I like the man. Does everything have to be a political statement?


----------



## etexas (Apr 7, 2008)

North Jersey Baptist said:


> I like the man. Does everything have to be a political statement?


I do not "do" Politics on the PB anymore Bill. If you think he is a nice guy, fine, I am not going to argue with you Brother.


----------



## VirginiaHuguenot (Apr 7, 2008)

http://www.puritanboard.com/f51/president-s-ipod-tunes-5964/


----------



## Richard King (Apr 7, 2008)

I am shocked.

He didn't mention one Dixie Chick tune.


----------



## etexas (Apr 7, 2008)

Richard King said:


> I am shocked.
> 
> He didn't mention one Dixie Chick tune.


Chuckle. No comment.


----------



## DMcFadden (Apr 7, 2008)

My iPod has hundreds of R.C. Sproul lectures, all of the White Horse Inn this year, a couple of dozen RTS and Covenant Seminary courses, The Sovereignty of God (Pink), and most of Bob Dylan's songs.


----------



## danmpem (Apr 7, 2008)

jbergsing said:


> I'm not sure what to make of this but I wanted to share it...
> 
> YouTube - Bush discussing the iPod



I wonder why he doesn't talk like that more often?


----------



## danmpem (Apr 7, 2008)

DMcFadden said:


> My iPod has hundreds of R.C. Sproul lectures, all of the White Horse Inn this year, a couple of dozen RTS and Covenant Seminary courses, The Sovereignty of God (Pink), and most of Bob Dylan's songs.

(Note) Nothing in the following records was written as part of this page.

PR #630, opened 2020-05-13
chore: tag 0.3.3

### LINKED ISSUE #555: Emit db Pool state metrics
There should be metrics emitted about our db Pool periodically. E.g. the number of connections in use and possibly the number of idle connections.

`r2d2::Pool` & `cadence::StatsdClient` are both Sync, so we should be able to run a background thread holding references to both, polling the Pool for its current state and emitting a metric every e.g. 15-30 seconds.

pjenvey:
## Description

Including the pool metrics hostname tag from the release branch

## Issue(s)

Closes #555


pjenvey:
closing for now there'll be more to merge later

PR #594, opened 2020-04-17
refactor: Convert actix-web frontend *_bso calls to async await

Emmanuel-Melon:
## Description

Convert the following actix-web front-end functions from Futures style to async await
- delete_bso
- get_bso
- put_bso

## Testing

Tests should pass

## Issue(s)

Closes [543](https://github.com/mozilla-services/syncstorage-rs/issues/543).

Issue #599, opened 2020-04-21
delete_bso eats errors


pjenvey:
We made a minor breaking change to the `delete_bso` handler when updating to new async/std Future:

https://github.com/mozilla-services/syncstorage-rs/compare/0.2.9...0.3.0#diff-f30baa29f1302c6ed83d9717ab8d3647R355

`git diff 0.2.9..0.3.0 src/web/handlers.rs`:
```
-pub fn delete_bso(bso_req: BsoRequest) -> impl Future<Item = HttpResponse, Error = Error> {
+pub fn delete_bso(bso_req: BsoRequest) -> impl Future<Output = Result<HttpResponse, Error>> {
     bso_req.metrics.incr("request.delete_bso");
     bso_req
         .db
@@ -354,10 +362,13 @@ pub fn delete_bso(bso_req: BsoRequest) -> impl Future<Item = HttpResponse, Error
             id: bso_req.bso,
         })
         .map_err(From::from)
-        .map(|result| HttpResponse::Ok().json(json!({ "modified": result })))
+        .map(|result: Result<SyncTimestamp, Error>| match result {
+            Ok(result) => Ok(HttpResponse::Ok().json(json!({ "modified": result }))),
+            Err(_e) => Ok(HttpResponse::NotFound().finish()),
+        })
 }
```

Instead of propagating any errors from the db layer it now returns a 404.

PR #638, opened 2020-05-14
refactor: Convert actix-web frontend *_bso calls to async await

### LINKED ISSUE #543: Convert actix-web frontend *_bso calls to async await
The actix-web frontend *_bso calls:

-    delete_bso
-   get_bso
-  put_bso

Are in a Future style. They can now be converted over to use async/await syntax instead.

fzzzy:
Squash and rebase of this: https://github.com/mozilla-services/syncstorage-rs/pull/594

Fix #543

## Description

Describe these changes.

## Testing

How should reviewers test?

## Issue(s)

Closes [link](link).

### DIFF
--- a/src/web/handlers.rs
+++ b/src/web/handlers.rs
@@ -354,18 +354,15 @@ pub fn post_collection_batch(
 
 pub async fn delete_bso(bso_req: BsoRequest) -> Result<HttpResponse, Error> {
     bso_req.metrics.incr("request.delete_bso");
-    match bso_req
+    let result = bso_req
         .db
         .delete_bso(params::DeleteBso {
             user_id: bso_req.user_id,
             collection: bso_req.collection,
             id: bso_req.bso,
         })
-        .await?
-    {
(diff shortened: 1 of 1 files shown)


src/web/handlers.rs
```diff
@@ -352,40 +352,42 @@ pub fn post_collection_batch(
...
+    match bso_req
         .db
         .delete_bso(params::DeleteBso {
             user_id: bso_req.user_id,
             collection: bso_req.collection,
             id: bso_req.bso,
         })
-        .map_err(From::from)
-        .map_ok(|result| HttpResponse::Ok().json(json!({ "modified": result })))
+        .await
```
pjenvey, line 364:
```suggestion
        .await?
```

Below is the old 404 code we fixed for #599. Instead it should just return the `HttpResponse::Ok` (when the ? above doesn't error out)

pjenvey: The below needs to change to just return the `Ok` (and should fix the build)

Where can I get Pink on audio?


----------



## matt01 (Apr 7, 2008)

Wow. Knowing what the President listens to has made my day.


----------



## puritanpilgrim (Apr 7, 2008)

> Where can I get Pink on audio?



Right here:

http://www.sermonaudio.com/search.asp?SpeakerOnly=true&currSection=sermonsspeaker&Keyword=A.^W.^Pink


----------



## Ivan (Apr 7, 2008)

What's an iPod?


----------



## Herald (Apr 7, 2008)

Ivan said:


> What's an iPod?





Ivan, for your sake an Ipod is not:


----------



## Ivan (Apr 7, 2008)

Alison Kraus...cool.


----------



## Ivan (Apr 7, 2008)

North Jersey Baptist said:


> Ivan said:
> 
> 
> > What's an iPod?
> ...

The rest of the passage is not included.